Dalam dunia Yunani, istilah ini dikaitkan dengan topeng wajah, yang dikenakan seorang aktor tetater. Seorang aktor teater sedang mementaskan drama. Melalui topeng ia sedang memerankan tokoh atau figur tertentu. Seseorang disebut aktor karena ia tidak sedang menjadi diri sendiri, tetapi justru karena harus memerankan karakter lain. Sedapat mungkin peran itu dilakoni dengan persis, agar penonton terhibur, seolah-olah sedang menyaksikan figur asli. Seorang aktor berhasil ketika ia melakoni perannya sedemikian sehingga penonton menjadi ‘terkecoh’, terpukau oleh aksinya.
Sebuah topeng wajah perlu diberi dekorasi berupa lelucon yang menarik, atau sebaliknya figur setan dan hantu yang menakutkan. Misalnya lukisan wajah hewan tertentu dalam dunia mitologi atau dongeng. Tentu saja peran aktor belum terwakili dengan topeng wajah. Untuk lebih meyakinkan penonton, ia juga perlu menirukan suara dan melakukan gerak tubuh mirip seorang tokoh atau figur. Dengan demikian atraksi drama dimungkinkan tidak hanya dari wajah tetapi juga gerak lidah dan nada suara yang menjadikannya lebih memukau dan menarik. Apa yang tampak dari aktor drama pada dasarnya adalah pancaran dari keterampilan memilih trik-trik gerak dan suara yang tepat.

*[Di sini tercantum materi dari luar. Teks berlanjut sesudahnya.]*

PR #1738, opened 2021-09-19
KTIJ-19594 Intention to remove all argument names

t-kameyama:
https://youtrack.jetbrains.com/issue/KTIJ-19594
https://youtrack.jetbrains.com/issue/KTIJ-19737
https://youtrack.jetbrains.com/issue/KTIJ-20090


vladimirdolzhenko:
I think this intention could be converted as inspection w/o highlighting a problem (see `com.intellij.codeHighlighting.HighlightDisplayLevel#DO_NOT_SHOW`) 

It allows to use options like `fix all in a file`, wdyt ?

nikitabobko:
Let's firstly decide whether we need such intention at all - https://youtrack.jetbrains.com/issue/KTIJ-19594#focus=Comments-27-5216368.0-0

plugins/kotlin/idea/src/org/jetbrains/kotlin/idea/intentions/RemoveAllArgumentNamesIntention.kt
```diff
@@ -0,0 +1,34 @@
...
+import org.jetbrains.kotlin.idea.KotlinBundle
+import org.jetbrains.kotlin.idea.caches.resolve.resolveToCall
+import org.jetbrains.kotlin.idea.completion.placedOnItsOwnPositionInCall
+import org.jetbrains.kotlin.psi.KtCallElement
+import org.jetbrains.kotlin.psi.KtCollectionLiteralExpression
+import org.jetbrains.kotlin.psi.KtValueArgument
+import org.jetbrains.kotlin.resolve.calls.callUtil.getParameterForArgument
+import org.jetbrains.kotlin.resolve.calls.components.isVararg
+
+class RemoveAllArgumentNamesIntention: SelfTargetingIntention<KtCallElement>(
```
nikitabobko, line 14: I expect the intention to work for cases like this:
```
fun main() {
	foo(b = 1, a = 3)
}

fun foo(a: Int, b: Int) {
}
```
It should convert it to this:
```
fun main() {
	foo(3, 1)
}

fun foo(a: Int, b: Int) {
}
```

nikitabobko, line 14: I expect the intention to work for cases like this:
```
fun main() {
	foo(a= 3, b = 1, d = 1)
}

fun foo(a: Int, b: Int, c: Int = 1, d: Int): Nothing = TODO()
```
it should remove all arguments which can be removed:
```
fun main() {
	foo(3, 1, d = 1)
}

fun foo(a: Int, b: Int, c: Int = 1, d: Int): Nothing = TODO()
```

nikitabobko (changes requested):

plugins/kotlin/idea/src/org/jetbrains/kotlin/idea/intentions/RemoveAllArgumentNamesIntention.kt
```diff
@@ -0,0 +1,34 @@
...
+    KtCallElement::class.java,
+    KotlinBundle.lazyMessage("remove.all.argument.names")
+) {
+    override fun isApplicableTo(element: KtCallElement, caretOffset: Int): Boolean {
+        val arguments = element.valueArguments
+        if (arguments.count { it.isNamed() } < 2) return false
+        val collectionLiteral = arguments.firstOrNull { it.getArgumentExpression() is KtCollectionLiteralExpression }
+        if (collectionLiteral != null && collectionLiteral != arguments.last()) return false
```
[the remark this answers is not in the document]
t-kameyama: I don't think the logic can be used here since it determines if a name can be removed from a single argument.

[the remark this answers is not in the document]
nikitabobko: Sorry for long response. Yes the logic cannot be re-used "literally" but it certainly can be abstracted. Think about it: what's the difference between intention which removes one name of a named argument and all names of named arguments? The second one is just the first one but repeated for all arguments.

nikitabobko (changes requested):
Changes in reusing the logic is requested

nikitabobko:
The intention shouldn't be available for this case:
```
fun main() {
    foo(b = 1, a = 3)
}

fun foo(c: Int = 2, a: Int, b: Int) {
}
```

plugins/kotlin/completion/src/org/jetbrains/kotlin/idea/completion/NamedArgumentCompletion.kt
```diff
@@ -118,10 +116,23 @@ object NamedArgumentCompletion {
...
+    val parameter = resolvedCall.getParameterForArgument(this)
+    val isVararg = parameter?.isVararg == true
+
+    if (noOtherNamedArguments) {
+        val parameters = resolvedCall.resultingDescriptor.valueParameters
+        if (isVararg && parameter != parameters.lastOrNull()) return false
+        val firstParameter = parameters.firstOrNull()
+        if (firstParameter?.hasDefaultValue() == true && resolvedCall.valueArguments[firstParameter] is DefaultValueArgument) return false
+        return isVararg || isNamed() || placedOnItsOwnPositionInCall(resolvedCall)
+    }
```
nikitabobko, line 133: By asking you to "abstract" the code I didn't mean to introduce one boolean flag to this function which changes this function behavior completely. 

Well, indeed, `noOtherNamedArguments` boolean flag introduction made this code better because now the logic of "argument can be used without name" is localized in one function and not spread around different places in the codebase.

But still, it's not enough. Right now, if anyone wanted to fix any other bug in this subsystem (e.g. [this bug](https://youtrack.jetbrains.com/issue/KTIJ-19737)) then he/she would need to fix the bug twice -- once for "Remove argument name" intention and once for "Remove all argument names" intention.

Let me help you a bit with abstracting this API. Try it this way: change this function signature to: `fun collectAllArgumentsThatCanBeUsedWithoutName(...): List<RemoveNamedArgumentNameTransformation>`

where `RemoveNamedArgumentNameTransformation` is:
```
data class RemoveNamedArgumentNameTransformation(val argumentName: String, val argumentNewIndex: Int)
```

(this API is approximate and only to give you the overall idea)

You can use this API in both "Remove argument name" and "Remove all argument names" intentions.

Abstracting the API this way will fix [this issue](https://youtrack.jetbrains.com/issue/KTIJ-20090) too.

nikitabobko (changes requested):

nikitabobko:
https://youtrack.jetbrains.com/issue/KTIJ-19737

t-kameyama:
> https://youtrack.jetbrains.com/issue/KTIJ-19737

Added tests for [KTIJ-19737](https://youtrack.jetbrains.com/issue/KTIJ-19737) and [KTIJ-20090](https://youtrack.jetbrains.com/issue/KTIJ-20090).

Halloween: Malam Para Kudus. Di Eropa dikenal sebuah tradisi kuno yang disebut Halloween, yaitu sebuah pesta kostum yang identik dengan penyamaran dengan kostum seram. Festival tradisional yang jatuh pada 31 Oktober (atau berlangsung sepanjang Okotber) ini merayakan suatu malam di mana diyakini bahwa para makhluk gaib pergi mengembara dan dapat ditiru atau dihindari oleh manusia pengembara. Sejak sekitar abad ke-18, tradisi ‘meniru roh-roh ganas’ mengarah pada permainan lelucon di dataran tinggi Skotlandia dan Irlandia.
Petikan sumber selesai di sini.